Manuel Calderon began playing guitar and bass at age 13. Being exposed to several music genres throughout his life, he developed flexibility and spontaneity that allowed him to discover a unique way to create and present his music in different genres such as: pop, dream pop, rock, indie, ska, Latin and Mexican traditional music.

Calderon initiated his music production studies in 2004 and attended Full Sail University in Orlando, Florida. Right upon graduation in 2005, he started an internship at a well-known recording studio called Westlake in Los Angeles, California, where he later became a formal engineer. He started his early recording practices here and had the chance to assist artists such as Herbie Hancock, Josh Groban, Annie Lennox, Michael Bolton, and producers like Humberto Gatica, Glenn Ballard and Quincy Jones, to mention a few.

Calderon decided to move back to the border of el Paso, Texas in 2009 to work as an engineer at Sonic Ranch. One of the largest Residential Recording Studio complex, located just 20 miles away from El Paso. Some of the artists he worked with include: Enrique Bunbury, Zoe, Motel, Animal Collective, Portugal. The Man, David Garza, Nina Diaz (Girl in a Coma), Yeah Yeah Yeahs and Gogol Bordello.

Calderon gained much experience from very important producers and engineers. He then decided to do his own music production company called "Comanche Sound". In this company he had the chance to produce/engineer albums from artists and bands like Hello Seahorse!, Ximena Sariñana, Enjambre, Beach House, etc.

In 2011, Manuel met Hector Carreon while working at Sonic Ranch, later forming a band called "The Chamanas" in 2013. Both engineers decided to join forces and combine their music production skills and knowledge into their own music. The Chamanas were nominated for a Latin Grammy in 2016 as "Best New Artist" almost a year after the release of their debut album "Once Once". The album was produced and engineered by Manuel Calderon and mainly written by Hector Carreon.

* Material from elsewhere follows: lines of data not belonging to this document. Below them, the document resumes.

PR #151, opened 2020-06-11
Fixes #150: acli refresh dumps the MySQL file in the project root and…

### LINKED ISSUE #150: acli refresh dumps the MySQL file in the project root and doesn't clean it up
After a successful `acli refresh`, the SQL dump remains in the project root. We should ensure it's being cleaned up.

grasmash:
… doesn't clean it up.


anavarre:
FYI this fix didn't work. I'm still seeing the DB dump in the project root with beta7.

Calderon currently plays bass for The Chamanas and has toured nationally and internationally collaborating with artists and bands such as Fernando Milagros, Portugal. The Man, Odesza, Los Angeles Negros, producer Dave Sitek (TV on the Radio) and opened shows for Beach House, Enjambre and George Clinton

He has also performed at important venues across the country and international festivals such as Vive Latino, LAMC, Almax, SXSW, Neon Desert, among other.